My very first rough idea is that an extension as data input could just accept json (compressed to a single line of course). This is not very human editable/readble of course, but it would be very dynamic and one could hand in the struct as an extension right into the initial comment (this is already working). Handing in json could look like this...?

package enums

type planetExtension struct {
    Satellites string
}

type planet int // [planetExtension]

//go:generate goenums planets.go
const (
    unknown planet = iota // invalid
    mercury               // Mercury json:{"Satellites": "None"}
    venus                 // Venus json:{"Satellites": "None"}
    earth                 // Earth json:{"Satellites": "Moon"}
    mars                  // Mars json:{"Satellites": "Phobos, Deimos"}
    jupiter               // Jupiter json:{"Satellites": "Too many to list here..."}
    saturn                // Saturn json:{"Satellites": "even more than Jupiter.

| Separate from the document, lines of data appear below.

PR #115, opened 2018-03-22
AC-5238 Add Nginx/Supervisord-level Papertrail Logging to Impact API

pbx:
## [AC-5238](https://masschallenge.atlassian.net/browse/AC-5238)

You can test this locally by changing [start.sh line 16](https://github.com/masschallenge/impact-api/blob/AC-5238/web/scripts/start.sh#L16) to say `"Dev"` instead of `"Prod"` -- then logs will be sent from your dev machine.

The system name on Papertrail is [impact-api](https://papertrailapp.com/systems/impact-api/events) and I've created an [Impact API](https://papertrailapp.com/groups/8659131) group in Papertrail to hold it.

### DIFF
--- a/web/Dockerfile
+++ b/web/Dockerfile
@@ -12,7 +12,7 @@ RUN apt-get update -y
 RUN apt-get install -y gettext mysql-client netcat nginx python-setuptools python2.7
 
 # Install remote_syslog2 to talk to papertrail
-RUN cd /tmp/ && curl -LO https://github.com/papertrail/remote_syslog2/releases/download/v0.20/remote-syslog2_0.20_amd64.deb
+RUN cd /tmp/ && curl -LOs https://github.com/papertrail/remote_syslog2/releases/download/v0.20/remote-syslog2_0.20_amd64.deb
 RUN dpkg -i /tmp/remote-syslog2_0.20_amd64.deb
 
 # Copy config files after installation so installers don't get tripped up
--- a/web/Dockerfile
+++ b/web/Dockerfile
@@ -3,31 +3,29 @@ FROM python:3.6
 WORKDIR /wwwroot
 
 COPY impact /wwwroot
-
 COPY scripts/start.sh /usr/bin
-
 COPY scripts/start-nodaemon.sh /usr/bin
 
 RUN apt-get update -y
 
 # python2.7 is required to run supervisor
-RUN apt-get install -y netcat mysql-client python2.7 python-setuptools nginx
+RUN apt-get install -y gettext netcat mysql-client nginx python2.7 python-setuptools
 
+# Install remote_syslog2 to talk to papertrail
+RUN cd /tmp/ && curl -LO https://github.com/papertrail/remote_syslog2/releases/download/v0.20/remote-syslog2_0.20_amd64.deb
+RUN dpkg -i /tmp/remote-syslog2_0.20_amd64.deb
+
+# Copy config files after installation so installers don't get tripped up
+COPY log_files.yml /etc/log_files.yml
 COPY nginx/nginx.conf /etc/nginx
 
 RUN pip install --upgrade pip
-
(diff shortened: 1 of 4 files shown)


web/Dockerfile
```diff
@@ -3,32 +3,30 @@ FROM python:3.6
...
-
 COPY scripts/start.sh /usr/bin
-
 COPY scripts/start-nodaemon.sh /usr/bin
 
 RUN apt-get update -y
 
 # python2.7 is required to run supervisor
-RUN apt-get install -y netcat mysql-client python2.7 python-setuptools nginx
+RUN apt-get install -y gettext netcat mysql-client nginx python2.7 python-setuptools
```
mc-nathan: Why the order change for `nginx`?  At first I thought it might be alphabetical, but then `netcat` is out of order.

mc-nathan (approved):
Looks reasonable.  One very minor non-blocking question.  Approved.

web/Dockerfile
pbx: Was intended to be alphabetical. Fixed.

yotammanor (dismissed):
- I was able to see supervisord logs in papertrail, but only after I moved the `if` statement in `start.sh` to run before `service nginx restart`. Not sure why.

- Seems like nginx.conf L28 and L29 set the logs to be to stdout instead of to the relevant log files. This seems to be wrong. It is also possible that nginx logs are not configured correctly in general, since they don't output to stdout locally. Possibly a different ticket, but preferably we should just sort it out now.

A small non-blocking comment below.

pbx:
Closing this until the remaining work (fixing the nginx log configuration issue that @yotammanor discovered) is completed.

web/Dockerfile
```diff
@@ -3,32 +3,30 @@ FROM python:3.6
...
 COPY scripts/start-nodaemon.sh /usr/bin
 
 RUN apt-get update -y
 
 # python2.7 is required to run supervisor
-RUN apt-get install -y netcat mysql-client python2.7 python-setuptools nginx
+RUN apt-get install -y gettext mysql-client netcat nginx python-setuptools python2.7
 
+# Install remote_syslog2 to talk to papertrail
+RUN cd /tmp/ && curl -LO https://github.com/papertrail/remote_syslog2/releases/download/v0.20/remote-syslog2_0.20_amd64.deb
```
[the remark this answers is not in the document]
pbx: Done

pbx:
Current state: Nginx log config has been fixed, and nginx log data is being sent to papertrail. However, a number of containers created by the build process also show up in papertrail in addition to **impact-api** (they are identified by their Docker container IDs, e.g. "cf0b168fedb9". I have put some work into trying to quiet these, but have not had success yet. Still, I wanted the PR back open so the requested work can be seen.

yotammanor:
@pbx I wasn't able to trigger an nginx log message (either from error.log or from access.log), although I did see that you got an `error` message. Any minty suggestions?

web/nginx/nginx.conf
```diff
@@ -25,8 +25,8 @@ http {
     ##
     # Logging Settings
     ##
-    access_log /dev/stdout;
-    error_log /dev/stdout info;
+    access_log /var/log/nginx/access.log;
+    error_log /var/log/nginx/access.log info;
```
yotammanor: this seems to be the wrong file name, assuming `/var/log/nginx/error.log` is not added by mistake.

pbx: :headdesk:

Fixed.

shanbady:
@yotammanor the reason you are not seeing output locally im guessing is because you are visiting http://localhost:8000 instead of https://localhost

locally - nginx is mapped to port 80 and django is mapped to 8000. if you visit http://localhost you should start seeing output in /var/log/nginx/

shanbady (approved):

PR #505, opened 2020-09-17
AC-8036 Update directory office hours reservation and confirmation method

geofrocker:
### Changes Introduced in [AC-8036](https://masschallenge.atlassian.net/browse/AC-8036):
- Remove program association to availableofficehours logic
- Remove old office hours view logic
- Update time_card info
### Testing:
- Follow testing instructions on the [sibling PR](https://github.com/masschallenge/front-end/pull/258)


web/impact/impact/v1/views/reserve_office_hour_view.py
```diff
@@ -213,8 +213,11 @@ def _succeed(self):
         self.timecard_info = {
             "finalist_first_name": self.target_user.first_name,
             "finalist_last_name": self.target_user.last_name,
+            "finalist_email": self.target_user.email,
             "topics": self.message,
-            "startup": startup_name}
+            "startup": startup_name,
+            "calendar_data": self.calendar_data,
```
jonkiparsky: This is unsafe. 
Since it `self.calendar_data` is set in `prepare_email_notification`, this will break if the order in which these functions run is ever changed. If we want to make this change, let's do it a little more cautiously. 


I would suggest that `self.get_calendar_data` should check to see if `hasattr(self, "_calendar_data)`. If so, return it. If not, compute the calendar data and set `self._calendar_data=calendar_data`. 

Having done that, you can safely call `self.get_calendar_data()` on lines 219 and 191 (and you don't need the assignment on line 186)

web/impact/impact/tests/test_reserve_office_hour_view.py
```diff
@@ -259,14 +259,18 @@ def test_outlook_link_in_reserve_office_hour_email_to_mentor(self):
     def assert_response_contains_session_details(self, response, office_hour):
         office_hour.refresh_from_db()
         timecard = response.data['timecard_info']
+        calendar_data = timecard['calendar_data']
         if office_hour.startup:
             startup_name = office_hour.startup.organization.name
         else:
             startup_name = ""
+        calendar_data = timecard['calendar_data']
```
jonkiparsky: this line is repeated

web/impact/impact/tests/test_reserve_office_hour_view.py
```diff
@@ -259,14 +259,18 @@ def test_outlook_link_in_reserve_office_hour_email_to_mentor(self):
...
         oh_details = {'finalist_first_name': office_hour.finalist.first_name,
                       'finalist_last_name': office_hour.finalist.last_name,
                       'topics': office_hour.topics,
-                      'startup': startup_name}
+                      'startup': startup_name,
+                      "finalist_email": office_hour.finalist.email,
+                      "calendar_data": calendar_data}
         self.assertDictEqual(timecard, oh_details)
```
jonkiparsky: This is a weird pattern - we construct `oh_details` using data from the `timecard` and then we compare the result to `timecard`. 

I understand the motivation - you want to use `assertDictEqual` and you need the calendar_data to match -  but inserting the data from the actual result into the expected result seems like it crosses a line.

jonkiparsky (changes requested):

web/impact/impact/tests/test_reserve_office_hour_view.py
geofrocker: `calendar_data` returned from the Add2cal package has variables data like UUID's that will always return different values. Hence we can't get the same result from different calls. My intension here was to just test that the response contains the `calendar_data` key.

web/impact/impact/v1/views/reserve_office_hour_view.py
```diff
@@ -256,7 +260,7 @@ def get_calendar_data(self, counterpart_name):
         location_info = location_info.format(location=location,
                                              separator=separator,
                                              meeting_info=meeting_info)
-        return Add2Cal(
+        self.calendar_data = Add2Cal(
```
jonkiparsky, line 263: Typically you'd use a leading underscore to indicate that this field is in some sense "private" (ie, that one should not rely on it being there, and should call the get method instead) 

Not super critical, but it's useful to abide by these conventions

jonkiparsky (approved):

freshprincekla (approved):
Code changes look good. And QA passes:
- created office hours in a future date
- Masqueraded as a finalist in the mentors program
- successfully was able to schedule an office hour

PR #509, opened 2020-10-05
AC-8246 re-ordering url includes

shanbady:
This PR fixes a url resolution error in the monolith api.

To test:

1- visit the endpoint on the latest release with monolith code (https://staging.masschallenge.org/api/oauth/token/) - note that it fails with a 500
2 - I have this deployed to test3 currently. visit the test3 version (https://test3.masschallenge.org/api/oauth/token/) and note that it responds with a 405 (expected response for that route) which indicates the url is resolving properly. 
3 - similarly the graphql endpoint gives a 404 on staging (https://staging.masschallenge.org/api/graphql/) but will give an appropriate response on test3 (https://test3.masschallenge.org/api/graphql/)

### DIFF
--- a/web/impact/impact/urls.py
+++ b/web/impact/impact/urls.py
@@ -66,10 +66,25 @@ urlpatterns = [
     url(r'^$', IndexView.as_view()),
     url(r'^v0/', include(v0_urlpatterns)),
     url(r'^v1/', include(v1_urlpatterns)),
+    url(r'^oauth/', include('oauth2_provider.urls',
+        namespace='oauth2_provider')),
     url(r'^(?P<app>\w+)/(?P<model>[a-z_]+)/'
         r'(?P<related_model>[a-z_]+)/$',
         GeneralViewSet.as_view({'get': 'list', 'post': 'create'}),
         name='related-object-list'),
+    url(r'^graphql/$',
+        csrf_exempt(SafeGraphQLView.as_view(
+            graphiql=settings.DEBUG,
+            schema=schema,
+            middleware=[
+                IsAuthenticatedMiddleware])),
+        name="graphql"),
+    url(r'^graphql/auth/$',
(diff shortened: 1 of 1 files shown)


pbx:
@shanbady I'm thinking about how to get this deployed. Seems to me we'll also need an accelerate PR that updates the submodule to commit `4ceb9ba5f`, and we'll need to roll a new release. 

If you have ideas for a faster path to production (that don't leave us in a messy state) I'm interested.

pbx (changes requested):
@shanbady this looks good, but I want to double check before  merge because I'm not seeing the response codes you named in steps 1 and 2. 

#1 `accelerate.masschallenge.org/api/oauth/token/` gives me a 404 rather than a 503.
#2 `test3.masschallenge.org/api/oauth/token/` gives me a (Cloudflare) 405 rather than a 402
#3 (These URLS do respond as you describe)

pbx:
(In the interest of getting this merged -- since @philophilo and @PrinceDavis will both be in before me tomorrow, either one of them can approve if they see fit, and I'll dismiss my review)

PrinceDavis (changes requested):
The outcome of my review is same result as @pbx 

#1 `accelerate.masschallenge.org/api/oauth/token/` returns 404 rather than a 503.
#2 `test3.masschallenge.org/api/oauth/token/`returns 405 rather than a 402
#3  graphQL endpoint works as expected

shanbady:
@pbx @philophilo 

- I had a mistake in the test instructions - 405 is the expected response for /api/oauth/token  (it requires a post for it to be valid)
- The actual errors (the 500) actually come from staging not production (which presumably doesn't have the merged api code). I've updated the test instructions with the corrections.

pbx (approved):
The code change looks good to me and I'm satisfied to merge this.

PrinceDavis (approved):

Issue #1887, opened 2024-06-05
Previous change needs to be reverted back


chrisolsen:
FormItem.tsx
![image](https://github.com/GovAlta/ui-components/assets/41582/1d01d75c-1616-4f4b-bd9f-f5487d9d3373)

PR #1889, opened 2024-06-05
fix(#1887): Reverting error and helptext type change

ArakTaiRoth:
This means we need to test story #1814 again with this change


lizhuomeng71:
issue verified on firefox and angular

image
image

chrisolsen (approved):

Issue #1867, opened 2024-05-23
Block: 100% width of inputs not working


twjeffery:
To replicate: see example on design system website: https://design.alberta.ca/components/button#tab-0:~:text=Ask%20a%20user%20for%20an%20address,-Street%20Address
<img width="895" alt="image" src="https://github.com/GovAlta/ui-components/assets/82968683/3df05267-86ce-4731-9fa9-eeeb0302c151">

## Acceptance Criteria:
Inputs should go 100% within block when set to 100%

PR #1893, opened 2024-06-06
fix(#1867): allow child element 100% width inside block

vanessatran-ddi:
allow `input` 100% inside `block`

Example code:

D'oh!"}
    uranus                // Uranus json:{"Satellites": "some around 28"}
    neptune               // Neptune json:{"Satellites": "only sixteen"}
)
zarldev commented 3 months ago

The solution I feel is best would be to store them in a slice of strings but that also generates errors.

package enums

type planet int // Satellites([]string)

//go:generate goenums -f planets.go
const (
    mercury planet = iota // Mercury []{"None"}
    venus                 // Venus []{"None"}
    earth                 // Earth []{"Moon"}
    mars                  // Mars []{"Phobos, Deimos"}
    jupiter               // Jupiter []{"Too many to list here..."}
    saturn                // Saturn []{"even more than Jupiter. D'oh!"}
    uranus                // Uranus []{"some around 28"}
    neptune               // Neptune []{"only sixteen"}
)

Looking into supporting this.

gerricom commented 3 months ago

The solution I feel is best would be to store them in a slice

Yes, that could be a solution, but than one would need to always select the first item of that slice...

I had another idea this night: There is already a somewhat good working text format for various data types and that is CSV. RFC4180 describes clear rules of what spaces, quotes etc. are doing. And it is quite human-readable - at least better than JSON. Though you would need something like gocsv to map a csv back to a struct.